SASP induction may be provoked by inflammasomes, in particular inflammasome NLRP3, triggered by DAMP, which activates and processes IL-1β [35]. In OIS, inflammasome activation is caused by priming the toll-like receptor 2 (TLR2) by serum amyloids A1 and A2 [111]. A key role in the SASP induction is played by cytosolic DNA, derived from retrotransposable molecules (for instance LINE-1), cytosolic chromatin fragments (CCF) and mitochondrial DNA [3]. DDR and dysfunctional mitochondria promote formation of CCF and trigger the SASP [112]. The cGAS detects cytosolic DNA and synthesize cyclic GMP-AMP (cGAMP), which leads to STING activation [86,96,113]. STING activation results in TANK-binding kinase 1 (TBK1) secretion and IRF2 and NFκB activation, which stimulate IFN-I response [5]. Activation of P38MAPK stimulates activation of NF-κB as well [102].

MiDAS SASP is heavily influenced by metabolic abnormalities in NAD⁺ (nicotinamide adenine dinucleotide) to NADH ratios, which contribute to activation of P53 via influencing 5′AMP-activated protein kinase (AMPK) and enhance SASP [39]. Additionally, increased NAD⁺ salvage caused by a higher level of nicotinamide phosphoribosyltransferase (NAMPT) accelerates mitochondrial respiration and glycolysis in OIS and enhances SASP [114]. In the long run, all of these pathways lead to the induction of SASP.
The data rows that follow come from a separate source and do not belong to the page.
Issue #10073, opened 2020-05-08
deal.II Release 9.2.0 - Testsuite status


tamiko:
Jenkins CI:
---
Linux: [![Build Status](https://jenkins.tjhei.info/job/dealii/job/dealii-9.2/badge/icon)](https://jenkins.tjhei.info/job/dealii/job/dealii-9.2/)   OSX: [![Build Status](https://jenkins.tjhei.info/job/dealii-OSX/job/dealii-9.2/badge/icon)](https://jenkins.tjhei.info/job/dealii-OSX/job/dealii-9.2/)   tidy: [![Build Status](https://jenkins.tjhei.info/job/dealii-tidy/job/dealii-9.2/badge/icon)](https://jenkins.tjhei.info/job/dealii-tidy/job/dealii-9.2/)

Regression tester:
---

tamiko:
(comment reserved)

PR #10126, opened 2020-05-10
cmake: restrict p4est tests

tamiko:
Only run these tests if p4est is set up to output ascii


tamiko:
In reference to #10073

PR #10127, opened 2020-05-10
python_bindings: Also update order of compute_aspect_ratio

tamiko:
In reference to #10124
See also: https://cdash.43-1.org/viewBuildError.php?buildid=6258


tamiko:
I do not think that the CI enable the python-wrapper component.

PR #10247, opened 2020-05-16
[9.2] Take over #10235: Specialize BoundingBox<0> to prevent instantiating BoundingBox<-1>.

masterleinad:
A zero-dimensional bounding box doesn't make sense and causes weird problems
with intel's compiler when the compiler tries to instantiate
BoundingBox::cross_section().

We have to use this workaround and not something like

    BoundingBox<spacedim != 1 ? spacedim - 1 : 1, Number>
    cross_section(const unsigned int direction) const;

to make MSVC happy.

### DIFF
--- a/include/deal.II/base/bounding_box.h
+++ b/include/deal.II/base/bounding_box.h
@@ -253,6 +253,9 @@ public:
   /**
    * Returns the cross section of the box orthogonal to @p direction.
    * This is a box in one dimension lower.
+   *
+   * @note Calling this method in 1D will result in an exception since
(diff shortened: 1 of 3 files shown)


bangerth:
Apparently approving the same PR 3 times in a row doesn't trigger the limit ;-) Someone else will have to merge then :-)

drwells:
I can approve my own PR :grin:

drwells:
This already passed the CI checks so I'm going to merge without running the rest of the test suite.

PR #10253, opened 2020-05-16
Fix doxygen underscores.

drwells:
We need to use `$\mathrm{A\_B}$` and not `$\texttt{A\_B}$` to correctly print an underscore and not the backslash.

### DIFF
--- a/include/deal.II/physics/elasticity/standard_tensors.h
+++ b/include/deal.II/physics/elasticity/standard_tensors.h
@@ -153,12 +153,12 @@ namespace Physics
        *  \dealcoloneq \{ \bullet \} - \frac{1}{\textrm{dim}}
        *  \left[ \{ \bullet \} : \mathbf{I} \right]\mathbf{I}
        *  = \mathcal{P}^{T} : \{ \bullet \}
-       *  = \texttt{dev\_P} \left( \{ \bullet \} \right)
+       *  = \mathtt{dev\_P} \left( \{ \bullet \} \right)
        * @f]
        * and, therefore,
        * @f[
-       * \texttt{dev\_P} \left( \{ \bullet \} \right) : \mathbf{I}
-       *   = \textrm{trace}(\texttt{dev\_P} \left( \{ \bullet \} \right)) = 0 \,
+       * \mathtt{dev\_P} \left( \{ \bullet \} \right) : \mathbf{I}
+       *   = \mathrm{trace}(\mathtt{dev\_P} \left( \{ \bullet \} \right)) = 0 \,
        * .
        * @f]
        *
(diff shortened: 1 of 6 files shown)


tjhei:
Can't you leave things as is and only replace ``\_`` by ``_`` or do I misunderstand?

drwells:
I think that fails in plain tex. Let me try and see what happens.

drwells:
`\text{n_shells}` is fine with MathJax but doesn't work with latex so I believe this patch is the right approach.

tjhei:
> `\text{n_shells}` is fine with MathJax but doesn't work with latex so I believe this patch is the right approach.

@tamiko didn't you submit a PR the other day that used this style?

tamiko:
>> `\text{n_shells}` is fine with MathJax but doesn't work with latex so I believe this patch is the right approach.
>
> @tamiko didn't you submit a PR the other day that used this style?

Yes, for step-69. (used `\texttt{foo_bar}` in three places).

Best,
Matthias

drwells:
This is weird - I cannot render the step-67 and step-69 MathJax equations. Let me try to debug this to see if its related to this PR.

drwells:
I get unrelated doxygen compilation problems that I suspect are the result of me using a very new version of MathJax (3.0.5). I'm putting together some fixes for step-69 but since this problem only seems to effect me its not that important - I recommend we proceed with this PR since it is simple.

include/deal.II/physics/elasticity/standard_tensors.h
```diff
@@ -201,12 +201,12 @@ namespace Physics
        *  \{ \bullet \} : \hat{\mathcal{P}}
        *    \dealcoloneq J^{-2/\textrm{dim}} \left[ \{ \bullet \} -
        * \frac{1}{\textrm{dim}}\left[\mathbf{C} : \{ \bullet \}\right]
-       * \mathbf{C}^{-1} \right] = \texttt{Dev\_P} \left( \{ \bullet \} \right)
+       * \mathbf{C}^{-1} \right] = \mathrm{Dev\_P} \left( \{ \bullet \} \right)
```
tjhei, line 204: should these be ``\mathtt`` ?

drwells: I wrote this PR before I learned about `\mathtt`

tjhei: would you mind changing them?

tamiko:
@drwells @tjhei Let's get this trivial PR merged at some point :-)

drwells:
Sorry! I'll get to this at some point today.

include/deal.II/physics/elasticity/standard_tensors.h
drwells: Fixed!

drwells:
Done!

drwells:
:eyes:

PR #10257, opened 2020-05-18
sacado/helper_scalar_coupled_3_components_01_4: avoid race condition

tamiko:


tamiko:
@drwells If you create a plain `.output` and an mpi variant `.mpirun=X.output` then unfortunately two targets for the same executable are created. If they run just at the right time one of the tests will either have no executable or an empty object file because it gets overwritten by the other one.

A major factor in SASP regulation is the mTOR pathway. It has been proven that phosphorylation of 4EBP—translation repressor protein—mediated by mTOR, influences the translation of mitogen-activated protein kinase-activated protein kinase 2 (MAPKAPK2) and IL-1α [80,115]. The stress-activated serine/threonine-protein kinase MAPKAPK2 activity leads to the inhibition of the mRNA-binding protein ZFP36L1, which directs the SASP components to degrade mRNA. The mTOR pathway can regulate the senescent secretome by influencing the stability of SASP mRNAs [115]. Furthermore, in OIS the TOR-autophagy spatial coupling compartment (TASCC) boosts autophagy and protein synthesis which result in the accumulation of SASP molecules [116]. What is more, the research indicates also that polypyrimidine tract-binding protein 1 (PTB1) can control senescent secretome via influencing an alternative splicing of genes taking part in intracellular trafficking (like EXOC7) [117].
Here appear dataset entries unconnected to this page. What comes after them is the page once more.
Issue #10243, opened 2020-05-15
step-70: Missing viz file


bangerth:
The results section references https://www.dealii.org/images/steps/developer/step-70.2d_tracing.gif, but this file does not exist.

bangerth:
That's also true for the images further down in the results section -- see https://dealii.org/developer/doxygen/deal.II/step_70.html#Results

bangerth:
We need to address this before the release. @luca-heltai @blaisb -- what's your plan?

luca-heltai:
I have no longer access to the svn server. These are all available in the gist that @blaisb published at the end of the step-70 PR, and someone with svn access should upload them on the webserver.

blaisb:
> We need to address this before the release. @luca-heltai @blaisb -- what's your plan?

All files are under the right name in the gist :  https://gist.github.com/blaisb/a211c601067bb853a23c5beae3af0d9c
I do not have access to the svn to upload the files. Ping me if there is anything you need.

bangerth:
@blaisb The results section also references a 3d gif file that's not in the gist. Do you happen to still have the vtk files for that? I could do the same as for the 2d video.

tamiko:
All files referenced by step-70 are now in place.

PR #10259, opened 2020-05-18
Edits for step-70.cc

bangerth:
I've got to do a couple of other things for the next hour, but thought I'd already make this available to review. There is nothing here that changes functionality. It's really just edits, plus re-sorting the member variables of the class so that things that work together follow each other.

@luca-heltai @blaisb @gassmoeller: It's been my experience that it reads to rather difficult to read tutorial programs if one slices the code too thinly: Documenting individual lines and member variables makes it difficult to follow the flow of the program because one loses track of the bigger picture. So I've often combined blocks of documentation and code into larger chunks to make it easier on the eye. But there are no functional changes to all of this.

More to come later today.

/rebuild

### DIFF
--- a/examples/step-70/step-70.cc
+++ b/examples/step-70/step-70.cc
@@ -386,46 +386,51 @@ namespace Step70
     // passive tracers.
     enter_my_subsection(this->prm);
     this->prm.enter_subsection("Grid generation");
-    this->prm.add_parameter("Fluid grid generator", name_of_fluid_grid);
-    this->prm.add_parameter("Fluid grid generator arguments",
-                            arguments_for_fluid_grid);
+    {
+      this->prm.add_parameter("Fluid grid generator", name_of_fluid_grid);
+      this->prm.add_parameter("Fluid grid generator arguments",
+                              arguments_for_fluid_grid);
 
-    this->prm.add_parameter("Solid grid generator", name_of_solid_grid);
-    this->prm.add_parameter("Solid grid generator arguments",
-                            arguments_for_solid_grid);
+      this->prm.add_parameter("Solid grid generator", name_of_solid_grid);
+      this->prm.add_parameter("Solid grid generator arguments",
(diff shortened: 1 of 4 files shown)


examples/step-70/step-70.cc
```diff
@@ -532,68 +567,86 @@ namespace Step70
...
+    // particles that ended up in my subdomain.
     //
     // While this is not the most efficient strategy, we keep it this way to
-    // illustrate how things would work in a real FSI problem. If a particle
-    // is linked to a specific solid degree of freedom, we are not free to
-    // choose who owns it, and we have to communicate this information around.
-    // We illustrate this here, and show that the communication pattern is
-    // point-to-point, and negligible in terms of total cost of the algorithm.
+    // illustrate how things would work in a real fluid-structure
+    // intraction(FSI_ problem. If a particle is linked to a specific solid
```
luca-heltai, line 599:
```suggestion
    // intraction (FSI) problem. If a particle is linked to a specific solid
```

luca-heltai: Only this minor typo. For the rest: thanks  @bangerth for taking the time to do this!

:)

kronbichler: Wait, shouldn't this be "interaction" rather than "intraction"?

luca-heltai: Yes!

bangerth: Yes, I had to laugh as well :-)

bangerth:
I pushed that one line of change. Of course, this destroys the status of all 11 checks succeeding. If someone wants to be bold, wait for the mandatory checks and merge before it all runs through again :-)

bangerth:
I've gone through the rest of the code. I kept actual code changes separate from documentation changes in the commits to make it easier to understand what I'm changing.

I think this is in great shape. We just have to address #10243 (in a separate PR).

PR #10268, opened 2020-05-19
Simplify get_dof_indices() and set_dof_indices()

peterrum:
This PR makes the functions `get_dof_indices()` and `get_dof_indices()` similar. 

The functions differ now at a handful places as shown by the following diff:
```diff
@@ -1,10 +1,10 @@
       template <typename DoFHandlerType, bool level_dof_access, int structdim>
       static void
-      get_dof_indices(
+      set_dof_indices(
         const dealii::DoFAccessor<structdim, DoFHandlerType, level_dof_access>
-          &                                   accessor,
-        std::vector<types::global_dof_index> &dof_indices,
-        const unsigned int                    fe_index)
+          &                                         accessor,
+        const std::vector<types::global_dof_index> &dof_indices,
+        const unsigned int                          fe_index)
       {
         const unsigned int                                             //
           dofs_per_vertex = accessor.get_fe(fe_index).dofs_per_vertex, //
@@ -22,9 +22,10 @@
         for (const unsigned int vertex :
              GeometryInfo<structdim>::vertex_indices())
           for (unsigned int d = 0; d < dofs_per_vertex; ++d, ++index)
-            dof_indices[index] = accessor.vertex_dof_index(vertex, 
-                                                           d, 
-                                                           fe_index);
+            accessor.set_vertex_dof_index(vertex,
+                                          d,
+                                          dof_indices[index],
+                                          fe_index);
 
         // 2) LINE dofs (2D/3D - see notes in get_dof_indices)
         if (structdim == 2 || structdim == 3)
@@ -32,13 +33,14 @@
                line < GeometryInfo<structdim>::lines_per_cell;
                ++line)
             for (unsigned int d = 0; d < dofs_per_line; ++d, ++index)
-              dof_indices[index] = accessor.line(line)->dof_index(
+              accessor.line(line)->set_dof_index(
                 structdim == 2 ? accessor.get_fe(fe_index)
                                    .adjust_line_dof_index_for_line_orientation(
                                      d, accessor.line_orientation(line)) :
                                  accessor.get_fe(fe_index)
                                    .adjust_line_dof_index_for_line_orientation(
                                      d, accessor.line_orientation(line)),
+                dof_indices[index],
                 fe_index);
 
         // 3) FACE dofs (3D - see notes in get_dof_indices)
@@ -47,18 +49,19 @@
                quad < GeometryInfo<structdim>::quads_per_cell;
                ++quad)
             for (unsigned int d = 0; d < dofs_per_quad; ++d, ++index)
-              dof_indices[index] = accessor.quad(quad)->dof_index(
+              accessor.quad(quad)->set_dof_index(
                 accessor.get_fe(fe_index)
                   .adjust_quad_dof_index_for_face_orientation(
                     d,
                     accessor.face_orientation(quad),
                     accessor.face_flip(quad),
                     accessor.face_rotation(quad)),
+                dof_indices[index],
                 fe_index);
 
         // 4) INNER dofs
         for (unsigned int d = 0; d < inner_dofs; ++d, ++index)
-          dof_indices[index] = accessor.dof_index(d, fe_index);
+          accessor.set_dof_index(d, dof_indices[index], fe_index);
 
         AssertDimension(dof_indices.size(), index);
       }
```

### DIFF
--- a/include/deal.II/dofs/dof_accessor.h
+++ b/include/deal.II/dofs/dof_accessor.h
@@ -1289,6 +1289,16 @@ public:
   DoFInvalidAccessor(const OtherAccessor &);
 
   /**
+   * Return the index of the <i>i</i>th degree of freedom of this object to
+   * @p index. Since the current object doesn't point to anything useful, like
+   * all other functions in this class this function only throws an exception.
+   */
+  types::global_dof_index
+  dof_index(const unsigned int i,
+            const unsigned int fe_index =
+              DoFHandler<dim, spacedim>::default_fe_index) const;
+
+  /**
    * Set the index of the <i>i</i>th degree of freedom of this object to @p
    * index. Since the current object doesn't point to anything useful, like
    * all other functions in this class this function only throws an exception.
--- a/include/deal.II/dofs/dof_accessor.templates.h
+++ b/include/deal.II/dofs/dof_accessor.templates.h
@@ -1588,6 +1588,252 @@ namespace internal
           *local_values_begin = read_write_vector[sorted_indices_pos[i]];
       }
 #endif
+
+
+
+      /**
+       * Loop over all degrees of freedom of the object described by the
+       * provided @p accessor and @p fe_index and perform the static functions
+       * provided by DoFOperation (set/get) on these.
+       */
+      template <typename DoFHandlerType,
+                bool level_dof_access,
+                int  structdim,
+                typename DoFIndicesType,
+                typename DoFOperation>
+      static void
+      process_dof_indices(
+        const dealii::DoFAccessor<structdim, DoFHandlerType, level_dof_access>
+          &                accessor,
+        DoFIndicesType &   dof_indices,
+        const unsigned int fe_index,
+        const DoFOperation &)
+      {
+        const unsigned int                                             //
+          dofs_per_vertex = accessor.get_fe(fe_index).dofs_per_vertex, //
+          dofs_per_line   = accessor.get_fe(fe_index).dofs_per_line,   //
+          dofs_per_quad   = accessor.get_fe(fe_index).dofs_per_quad,   //
+          dofs_per_hex    = accessor.get_fe(fe_index).dofs_per_hex;    //
+
+        const unsigned int inner_dofs =
+          structdim == 1 ? dofs_per_line :
+                           (structdim == 2 ? dofs_per_quad : dofs_per_hex);
+
+        unsigned int index = 0;
+
+        // 1) VERTEX dofs
+        for (const unsigned int vertex :
+             GeometryInfo<structdim>::vertex_indices())
+          for (unsigned int d = 0; d < dofs_per_vertex; ++d, ++index)
+            DoFOperation::process_vertex_dof(
+              accessor, vertex, d, dof_indices[index], fe_index);
+
+        // 2) copy dof numbers from the LINE. for lines with the wrong
+        // orientation (which might occur in 3d), we have already made sure that
+        // we're ok by picking the correct vertices (this happens automatically
+        // in the vertex() function). however, if the line is in wrong
+        // orientation, we look at it in flipped orientation and we will have to
+        // adjust the shape function indices that we see to correspond to the
+        // correct (face/cell-local) ordering.
+        if (structdim == 2 || structdim == 3)
+          for (unsigned int line = 0;
+               line < GeometryInfo<structdim>::lines_per_cell;
+               ++line)
+            for (unsigned int d = 0; d < dofs_per_line; ++d, ++index)
+              DoFOperation::process_dof(
+                *accessor.line(line),
+                accessor.get_fe(fe_index)
+                  .adjust_line_dof_index_for_line_orientation(
+                    d, accessor.line_orientation(line)),
+                dof_indices[index],
+                fe_index);
+
+        // 3) copy dof numbers from the FACE. for faces with the wrong
+        // orientation, we have already made sure that we're ok by picking the
+        // correct lines and vertices (this happens automatically in the line()
+        // and vertex() functions). however, if the face is in wrong
+        // orientation, we look at it in flipped orientation and we will have to
+        // adjust the shape function indices that we see to correspond to the
+        // correct (cell-local) ordering. The same applies, if the face_rotation
+        // or face_orientation is non-standard
+        if (structdim == 3)
+          for (unsigned int quad = 0;
+               quad < GeometryInfo<structdim>::quads_per_cell;
+               ++quad)
+            for (unsigned int d = 0; d < dofs_per_quad; ++d, ++index)
+              DoFOperation::process_dof(
+                *accessor.quad(quad),
+                accessor.get_fe(fe_index)
+                  .adjust_quad_dof_index_for_face_orientation(
+                    d,
+                    accessor.face_orientation(quad),
+                    accessor.face_flip(quad),
+                    accessor.face_rotation(quad)),
+                dof_indices[index],
+                fe_index);
+
+        // 4) INNER dofs
+        for (unsigned int d = 0; d < inner_dofs; ++d, ++index)
+          DoFOperation::process_dof(accessor, d, dof_indices[index], fe_index);
+
+        AssertDimension(dof_indices.size(), index);
+      }
+
+
+
+      /**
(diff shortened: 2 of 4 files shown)


peterrum:
In my second commit, I moved the logic of looping over vertex/line/quad/inner dofs to a single place and have introduced new setter/getter helper classes (just like it is the case in the `MatrixFree` infrastructure - see also `include/deal.II/matrix_free/vector_access_internal.h`).

include/deal.II/dofs/dof_accessor.templates.h
```diff
@@ -1588,6 +1588,223 @@ namespace internal
...
+              Operation::process_dof(
+                *accessor.quad(quad),
+                accessor.get_fe(fe_index)
+                  .adjust_quad_dof_index_for_face_orientation(
+                    d,
+                    accessor.face_orientation(quad),
+                    accessor.face_flip(quad),
+                    accessor.face_rotation(quad)),
+                dof_indices[index],
+                fe_index);
```
peterrum, line 1668: A side comments regarding hp (unrelated the changes in this PR):  here and above the global `fe_index` is passed, which might lead to the fact that - during the call of this function (inside of the loop) - the local line/quad `fe_index`/offset has to be recompute. I have my doubt that the compiler can optimize it away...

I think it might be an option to precompute the local `fe_index`/offset before the loop.

include/deal.II/dofs/dof_accessor.h
```diff
@@ -1288,6 +1288,11 @@ class DoFInvalidAccessor : public InvalidAccessor<structdim, dim, spacedim>
   template <typename OtherAccessor>
   DoFInvalidAccessor(const OtherAccessor &);
 
+  types::global_dof_index
```
kronbichler, line 1291: Can you add a comment for this function?

include/deal.II/dofs/dof_accessor.templates.h
```diff
@@ -1588,6 +1588,223 @@ namespace internal
           *local_values_begin = read_write_vector[sorted_indices_pos[i]];
       }
 #endif
+
+
+
+      template <typename DoFHandlerType,
```
kronbichler, line 1594: Can you add a short comment here, especially regarding the `Operation` type. While it is used elsewhere, it takes a little to grasp it, so let's be explicit.

include/deal.II/dofs/dof_accessor.templates.h
kronbichler: How heavy are the `quad(quad)` or `get_fe(fe_index)` functions that could be moved out. I agree that the compiler won't easily optimize it because we're potentially modifying the object it operates on. In any case, I would not bother too much unless it shows up in profilers.

kronbichler: So maybe it is best to simply leave a comment in case someone comes back to this function?

include/deal.II/dofs/dof_accessor.templates.h
```diff
@@ -1588,6 +1588,223 @@ namespace internal
...
+      template <typename DoFHandlerType, bool level_dof_access, int structdim>
+      static void
+      set_dof_indices(
+        const dealii::DoFAccessor<structdim, DoFHandlerType, level_dof_access>
+          &                                         accessor,
+        const std::vector<types::global_dof_index> &dof_indices,
+        const unsigned int                          fe_index)
+      {
+        // Note: this function is as general as `get_dof_indices()`. This
+        // assert is placed here only since it is currently only used by the
```
kronbichler, line 1793:
```suggestion
        // assert is placed here since it is currently only used by the
```

include/deal.II/dofs/dof_accessor.templates.h
```diff
@@ -1588,6 +1588,223 @@ namespace internal
...
+          const unsigned int)
+        {
+          Assert(false, ExcInternalError());
+        }
+      };
+
+
+
+      template <typename DoFHandlerType, bool level_dof_access, int structdim>
+      class DoFIndexSetter
```
kronbichler, line 1724: Even though it is internal, I would still suggest to add a comment for this struct - and let it be a struct rather than a class because there is no access restriction.

include/deal.II/dofs/dof_accessor.templates.h
```diff
@@ -1588,6 +1588,223 @@ namespace internal
...
+        for (unsigned int d = 0; d < inner_dofs; ++d, ++index)
+          Operation::process_dof(accessor, d, dof_indices[index], fe_index);
+
+        AssertDimension(dof_indices.size(), index);
+      }
+
+
+
+      template <typename DoFHandlerType, bool level_dof_access, int structdim>
+      class DoFIndexGetter
```
kronbichler, line 1680: Even though it is internal, I would still suggest to add a comment for this struct - and let it be a struct rather than a class because there is no access restriction.

include/deal.II/dofs/dof_accessor.templates.h
peterrum: Let's rather open an issue. I see `quad()`/`line()` as a potential problem since these have to go through multiple indirections due to re-orientations. I bigger problem is the `fe_index` because it might to have to perform a search at a lot of points. But let's investigate once the merged `DoFHandler` is merged!

peterrum:
@kronbichler Thanks for the review. I have added some comments!

include/deal.II/dofs/dof_accessor.h
```diff
@@ -1288,6 +1288,16 @@ class DoFInvalidAccessor : public InvalidAccessor<structdim, dim, spacedim>
   template <typename OtherAccessor>
   DoFInvalidAccessor(const OtherAccessor &);
 
+  /**
+   * Return the index of the <i>i</i>th degree of freedom of this object to @p
```
kronbichler, line 1292: Avoid line break after @p. You could use markup style ` instead.

include/deal.II/dofs/dof_accessor.templates.h
```diff
@@ -1588,6 +1588,252 @@ namespace internal
           *local_values_begin = read_write_vector[sorted_indices_pos[i]];
       }
 #endif
+
+
+
+      /**
+       * Loop over all degrees of freedom of the object described by the
+       * provided @p accessor and @p fe_index and perform the static functions,
+       * which is provided by DoFOperation, on these.
```
kronbichler, line 1597:
```suggestion
       * provided @p accessor and @p fe_index and perform the static functions
       * provided by DoFOperation (set/get) on these.
```

peterrum:
Do we need to restart the tests? Merging seems not to be possible...

kronbichler:
I would wait for at least one more approval anyway. In the meantime you might want to rebase to master to get it running. For Travis CI there is a button somewhere to re-start it, but I have not found it yet. :wink:

masterleinad:
> For Travis CI there is a button somewhere to re-start it, but I have not found it yet. wink

It's on https://travis-ci.org/github/dealii/dealii/builds/689782597. I restarted.

include/deal.II/dofs/dof_accessor.templates.h
```diff
@@ -1588,6 +1588,252 @@ namespace internal
...
+        const dealii::DoFAccessor<structdim, DoFHandlerType, level_dof_access>
+          &                                         accessor,
+        const std::vector<types::global_dof_index> &dof_indices,
+        const unsigned int                          fe_index)
+      {
+        // Note: this function is as general as `get_dof_indices()`. This
+        // assert is placed here since it is currently only used by the
+        // function DoFCellAccessor::set_dof_indices(), which is called by
+        // internal::DoFHandlerImplementation::Policy::Implementation::distribute_dofs().
+        // In the case of new use cases, this assert can be removed.
```
Rombur, line 1825: Then what's the point of this assert, if the function always works?

peterrum: > Then what's the point of this assert, if the function always works?

We setting dofs till now only cell-wise. As long as we don't need s.th. more sophisticated I would like to guarantee that this is done also in the (near) future. My intention with this PR was mainly to merge the logic of 4 functions and simplify it and not add functions, which can be accessed by the user.

> This needs a test.

What kind of tests are you thinking about? These are internal implementations. The functions are already tested by all tests, which use the `DoFHandler`.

In order to induce cytokine secretion, constant DDR is usually needed [21]. Taking into consideration that deficiency of DDR regulators such as NBS1, CHK2 and ATM restrains cytokine expression caused by genotoxic stress, it can be presumed that these factors have a major impact on the SASP induction [28]. Research shows that ATM contributes to removal of macroH2A1.1 histone variant from SASP genes and so participates in SASP genes expression [108]. Activation of P16 protein may enhance senescence and inhibit cells proliferation, but is not sufficient to initiate SASP. On the other hand, P38MAPK activation is not only sufficient but also necessary to induce senescence and SASP even if DNA damage does not occur [102]. Additionally, P38 enhances the activity of NF-κB and, as a result, induces SASP transcripts expression [28]. Furthermore, P53 inhibition intensify SASP and create a proinflammatory environment, which provoke malignant transformation [21].

As can be observed, the factors related to DDR also influence the SASP, which confirms the thesis, that SASP is a complex phenomenon, dependent on many factors. It seems possible to regulate SASP by manipulating the DDR. It is important to search for more links between DDR and SASP, which may expand SASP regulation possibilities.